## What the exercise asks
Set the whole listing down again without deviation.

**** Excerpted data ****

PR #815, opened 2024-04-19
Fix nullable foreign keys (again)

ezekg:
I guess I gotta do everything twice these days. I shouldn't have been too hasty to deploy #814, since changing a column to `NOT NULL` in Postgres locks the entire table for _reads and writes_. This took down production for a few minutes until I could kill the locking queries and revert things. This new PR follows recommendations in [`strong_migrations`](https://github.com/ankane/strong_migrations?tab=readme-ov-file#setting-not-null-on-an-existing-column).

### DIFF
--- a/Gemfile
+++ b/Gemfile
@@ -51,6 +51,7 @@ gem 'kaminari', '~> 1.2.0'
 gem 'active_record_union'
 gem 'active_record_distinct_on', '~> 1.6'
 gem 'activerecord_where_assoc', '~> 1.1.4'
+gem 'strong_migrations'
 
 # Pattern matching
 gem 'rails-pattern_matching'
--- a/db/schema.rb
+++ b/db/schema.rb
@@ -10,7 +10,7 @@
 #
 # It's strongly recommended that you check this file into your version control system.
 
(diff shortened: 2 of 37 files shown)


Gemfile
```diff
@@ -51,6 +51,7 @@ gem 'kaminari', '~> 1.2.0'
 gem 'active_record_union'
 gem 'active_record_distinct_on', '~> 1.6'
 gem 'activerecord_where_assoc', '~> 1.1.4'
+gem 'strong_migrations'
```
ezekg, line 54: This will help prevent this from happening again.

db/schema.rb
```diff
@@ -656,7 +656,7 @@
   end
 
   create_table "request_logs", id: :uuid, default: -> { "uuid_generate_v4()" }, force: :cascade do |t|
-    t.uuid "account_id"
+    t.uuid "account_id", null: false
```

****

## Final answer
PR #815, opened 2024-04-19
Fix nullable foreign keys (again)

ezekg:
I guess I gotta do everything twice these days. I shouldn't have been too hasty to deploy #814, since changing a column to `NOT NULL` in Postgres locks the entire table for _reads and writes_. This took down production for a few minutes until I could kill the locking queries and revert things. This new PR follows recommendations in [`strong_migrations`](https://github.com/ankane/strong_migrations?tab=readme-ov-file#setting-not-null-on-an-existing-column).

### DIFF
--- a/Gemfile
+++ b/Gemfile
@@ -51,6 +51,7 @@ gem 'kaminari', '~> 1.2.0'
 gem 'active_record_union'
 gem 'active_record_distinct_on', '~> 1.6'
 gem 'activerecord_where_assoc', '~> 1.1.4'
+gem 'strong_migrations'
 
 # Pattern matching
 gem 'rails-pattern_matching'
--- a/db/schema.rb
+++ b/db/schema.rb
@@ -10,7 +10,7 @@
 #
 # It's strongly recommended that you check this file into your version control system.
 
(diff shortened: 2 of 37 files shown)


Gemfile
```diff
@@ -51,6 +51,7 @@ gem 'kaminari', '~> 1.2.0'
 gem 'active_record_union'
 gem 'active_record_distinct_on', '~> 1.6'
 gem 'activerecord_where_assoc', '~> 1.1.4'
+gem 'strong_migrations'
```
ezekg, line 54: This will help prevent this from happening again.

db/schema.rb
```diff
@@ -656,7 +656,7 @@
   end
 
   create_table "request_logs", id: :uuid, default: -> { "uuid_generate_v4()" }, force: :cascade do |t|
-    t.uuid "account_id"
+    t.uuid "account_id", null: false
```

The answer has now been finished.